What a weekend in the NFL. I'm not sure I recall in my lifetime a crazier final week of the NFL season, or one with more do-or-die games for more teams than we saw in the heads-up matchups here in Week 17. It was Chargers - Broncos, winner gets the division, loser goes home. It was Jets - Dolphins battling it out for the right to make the playoffs, with the fate of the New England Cheatriots hanging in the balance as well with that game. The Buccaneers and the Bears each had a win-and-you're-in scenario working for them this weekend, and when they both lost, that turned the late game between the Eagles and Cowboys into yet another do-or-die game for both teams. The Vikings needed to beat the NFC-best New York Giants in order to get themselves into the playoffs (and win the NFC North).

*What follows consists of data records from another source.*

PR #1218, opened 2023-11-10
Fixing support for python2

alesnovak-s1:
Implementing a threading fallback for python2 and syslog monitor server. The fallback uses ThreadingMixin and works the same way as before the change to ThreadPool, which broke the python2 compatibility in the first place.

Added some necessary test fixes and loggings.

Some of the tests were using python3 instead of python2 or testing against the stable version downloaded from the repo instead of the working one. 

I've changed current version to a working snapshot version 2.2.7.pre.8.1 and will continue using snapshot version between releases  to avoid conflicting builds.

https://sentinelone.atlassian.net/browse/DTIN-3358


VERSION
```diff
@@ -1 +1 @@
-2.2.7
\ No newline at end of file
+2.2.7.pre8.1
```
jmakar-s1, line 1: I'm not sure if there is any processing done on this value that expects a `x.y.z` format, to be on the safe side it might be better to change this to something like `2.2.7-pre8-1`

scalyr_agent/builtin_monitors/syslog_monitor.py
```diff
@@ -56,7 +54,10 @@
 from six.moves import range
 import six.moves.socketserver
 
-from scalyr_agent.builtin_monitors.thread_pool import ExecutorMixIn
+if six.PY2:
+    from scalyr_agent.builtin_monitors.thread_pool_dummy import ExecutorMixIn
+else:
+    from scalyr_agent.builtin_monitors.thread_pool import ExecutorMixIn
```
jmakar-s1, line 60: There are aspects of thread_pool that aren't compatible with python 2?  I see the thread_pool_dummy doesn't do anything, it would be better if an equivalent approach could be implemented for python 2

scalyr_agent/builtin_monitors/syslog_monitor.py
```diff
@@ -1077,25 +1083,30 @@ def handle(self):
...
+                DONE = "DONE"
+                work_queue = queue.Queue()
+                def worker(queue, is_shutdown):
                     data = queue.get(block=True)
+                    while data != DONE:
+                        if is_shutdown():
+                            global_log.info("ThreadPool shutting down, skipping further request processing.")
+                            break
+                        self.__request_data_process(syslog_parser, data)
+                        data = queue.get(block=True)
```
jmakar-s1, line 1098: I would consider rearranging this to avoid the special value & handle queue cleanup during shutdown:

```
def worker(queue, is_shutdown):
    while True:
        if is_shutdown():
            global_log.info("ThreadPool shutting down, skipping further request processing.")
            break
        try:
            data = queue.get(block=False, timeout=1.0)
        except Empty:
            continue
        self.__request_data_process(syslog_parser, data)
        queue.task_done()

    while not queue.empty():
        data = queue.get()
        queue.task_done()
```

Then the producer calls `queue.join()` to ensure everything from the queue has been consumed

tests/image_builder/monitors/base/Dockerfile
```diff
@@ -4,6 +4,7 @@ ENV DEBIAN_FRONTEND=noninteractive
 RUN apt update -y
 RUN apt install -y mysql-server
 RUN apt install -y postgresql
+RUN apt install -y git
```
jmakar-s1, line 7: Better to do this to avoid creating many unnecessary layers:
```
RUN apt update -y && apt install -y git mysql-server postgresql
```

jmakar-s1 (approved):
Looks fine, minor suggestions

scalyr_agent/builtin_monitors/syslog_monitor.py
alesnovak-s1: In python2 there's ThreadPool with a different API.
I was considering implementing the python2 solution around it, but then decided no to touch a code that already works, especially the python2 part which will be deprecated soon.
The ExecutorMixin from dummy package inherits ThreadingMixin - this is the way it was implemented before, it starts a new thread for every incoming request.

VERSION
alesnovak-s1: Good point. I will change it and see if anything fails :)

This was an absolutely riveting Sunday of football to end the 2008 regular season, and now we can focus on the playoffs and who has the best matchups to make it to the conference championships and eventually to the Superbowl.

First, just a minute about my Eagles. I knew going into the weekend that, if the Eagles somehow found themselves in a win-and-you're-in situation heading into Sunday afternoon's games, then the Cowboys were gonna be in trouble. That's just the Philadelphia mentality. We hate the Cowboys. Ragingly. And after already losing to them in a shootout on Monday night early this season in Dallas, and with the public troubles the team has had in pressure situations, with Tony Romo's clutch performances late in seasons, and with a shot at the playoffs on the line, the Eagles were going to come to play in a big way if they knew making the playoffs was at stake. And somehow, when the opening kickoff happened, that's just the situation the Eagles found themselves in.

And speaking of that for a minute, you do realize that if either the Bears or the Buccaneers had won their Week 17 games, the Eagles were out of the playoffs, right? I mean, first in line were Bucs, playing the hapless Raiders as double-digit favorites. This Raiders team stinks out loud, and everyone knows it. All the Bucs had to do was win and they would claim the 6 seed in the NFC, with Atlanta nailing down the first wildcard after their wildly successful 2008 season. And yet somehow, Jon Gruden's team found a way to lose to Gruden's old team the Raiders, in a game where the Bucs fell behind early, fought their way back but then gave it all up near the end. If you're a Bucs fan this morning, you just feel like absolute crap. And the Bucs loss opened the door for the Chicago Bears, who merely had to beat the Houston Texans in order to sneak into the playoffs themselves after Tampa Bay's alarming loss. And yet, different team, same story. Andre Johnson ran roughshod over that formerly good Bears defense on their way to knocking the Bears out of the playoffs after the referees all but ensured the Bears would stay alive in last week's game against the hated rival Green Bay Packers.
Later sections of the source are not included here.